┌─ Data under study

PR #885, opened 2025-07-04
886 embed debug symbols pdf files to fhir libraries

### LINKED ISSUE #886: Package fhir libraries with debug symbols if available
See parent issue for details.

This issue is to
* The PackagingToolkit must be able to accept pdb file
* The PackagingToolkit must embed the pdf files into FHIR Libraries, when they are provided
* Some refactoring required to clean up the input/result artifacts for each toolkit

baseTwo:
Part of a 2 sub issue task.

The main goal is to add debug symbols to the FHIR Library resource, if they are provided. For that it needs to be passed along the results of the ElmToolkit, to the PackagingToolit.

The `ResourcePackager.InputArtifacts` has a new `DebugSymbols` property.

Since the PackagingToolkit had a complex input/result artifact data structure, it was simplified into a struct for inputs `PackagingToolkitInputArtifacts` and results `PackagingToolkitResultArtifacts`, and a pair that contains both `PackagingToolkitArtifacts`. This theme is duplicated in the CQL and ELM toolkits as well, so some name refactoring was done:
* The toolkit's `Conversions` property is renamed to `ArtifactsById`
* The ELM toolkit takes and ELM Library as input, and `ElmToolkitResultArtifacts` as result (containing C#, DLL and PDB). They are paired into `ELMToolkitArtifacts`
* The CQL toolkit takes a CQL Library as input and ELM Library as output. They are paired into `CqlToolkitArtifacts`

The toolkit extensions to get results have been updated to return a tuple of individual artifacts, instead of a C# record to contain them, which just adds unnecessary bloat.

More unit tests added to `LibraryPackagerTest`, for testing the properties and attachments on the FHIR Library after it was packaged

The next step is to update the Packager CLI to accept a commandline argument to enable building of debug symbols. (An appsetting for it is already present)


Examples/CqlSdkExamples/251 Package incl debug symbols via CQL Toolkit, Save FHIR Resources to dir/PackagerCliExample.ps1
```diff
@@ -0,0 +1,14 @@
+$cqlInDir = "input/cql"
+$fhirOutDir = "output/fhir"
+
+cql-package cql `
+    --cql "$cqlInDir" `
+    --fhir "$fhirOutDir"
+# REVIEW- TODO: We need an attribute here allowing us to specify that debug symbols be generated. Perhaps with a pdb folder (or sharing the dll folder)
```
baseTwo, line 7: Will be added in #887

Examples/CqlSdkExamples/220 Load ELM from dir, Save C#,DLL,PDB to dir/PackagerCliExample.ps1
```diff
@@ -6,6 +6,7 @@ cql-package cql `
     --cql "$cqlInDir" `
     --cs "$csOutDir" `
     --dll "$dllOutDir"
+# REVIEW- TODO: We need an attribute here allowing us to specify that debug symbols be generated. Perhaps with a pdb folder (or sharing the dll folder)
```
baseTwo, line 9: Will be added in #887

Cql/CodeGeneration.NET/Toolkit/ElmToolkit.cs
```diff
@@ -70,35 +70,39 @@ public ElmToolkit SetBatchProcessExceptionContinuation(BatchProcessExceptionCont
...
-    private void ReplaceConversions(
-        ElmToolkitConversionDictionary conversions)
-    {
-        _conversions = conversions;
-    }
+    /// <remarks>This method updates the internal state to use the provided collection of artifacts. Ensure
+    /// that <paramref name="artifactsById"/> contains valid data before calling this method.</remarks>
+    /// <param name="artifactsById">The collection of artifacts to replace the current collection.  This parameter cannot be null.</param>
+    private void ReplaceArtifactsById(
+        ElmToolkitArtifactsById artifactsById) =>
```
ewoutkramer, line 88: Are there `ElmToolkitArtifactsBy....` any other sorting? Why are you exposing that in the name?

baseTwo: I  use that convention for dictionaries. Just seeing a Dictionary<string, Artifact> it is not obvious what the key is

Cql/Cql.CqlToElm/Toolkit/CqlToolkit.cs
```diff
@@ -107,7 +114,7 @@ public CqlToolkit AddCqlLibraries(IEnumerable<CqlLibraryString> cqlLibraries)
                                                  logMessage("Could not add CQL library to CqlToolkit: {lib}.", conversionRecord.LibraryIdentifier)));
 
         if (count > 0)
-            ReplaceConversions(conversions.ToImmutable());
+            ReplaceArtifactsById(builder.ToImmutable());
```
ewoutkramer, line 117: The name suggests you replace the "artifacts" by id, but rather you are replacing the "artifactsbyid" ;-)

baseTwo: Agree it could be ambiguous. Happy to name this method ReplaceArtifacts, but the type and fields name, I'd like to keep "artifacts"By"Id" to my "value"By"Key" naming convention

ewoutkramer: Looking at it again, I think it is indeed the name of the function that confuses me, not the "byid" names of fields or properties.

ewoutkramer (approved):

ewoutkramer:
Oh, this repo merges with unresolved comments ;-)

PR #932, opened 2025-08-11
827 Port to SDK6

### LINKED ISSUE #827: Update the CQL SDK to use the new FHIR SDK.
As we are preparing for SDK6, we need to have a SDK6 version of the CQL SDK, so FirelyServer can test these new versions.

ewoutkramer:
These are the changes to the main CQL SDK necessary to upgrade to SDK6.

We should not update the main branch (develop-2.0) yet I think - but we will need to be able to create a version of the CQL SDK that we can use in the preliminary SDK6 version of Firely Server.

This PR also includes PRs from the subrepos:
* https://github.com/FirelyTeam/Ncqa.DQIC/pull/33
* https://github.com/FirelyTeam/Firely.Cql.Sdk.Integration.Runner/pull/53

⚠️ DO NOT MERGE THIS INTO DEVELOP-2.0 YET⚠️


alexzautke:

└─

Required work: Report each line of the data in which "convention" occurs.

Answer box:
baseTwo: I  use that convention for dictionaries. Just seeing a Dictionary<string, Artifact> it is not obvious what the key is
baseTwo: Agree it could be ambiguous. Happy to name this method ReplaceArtifacts, but the type and fields name, I'd like to keep "artifacts"By"Id" to my "value"By"Key" naming convention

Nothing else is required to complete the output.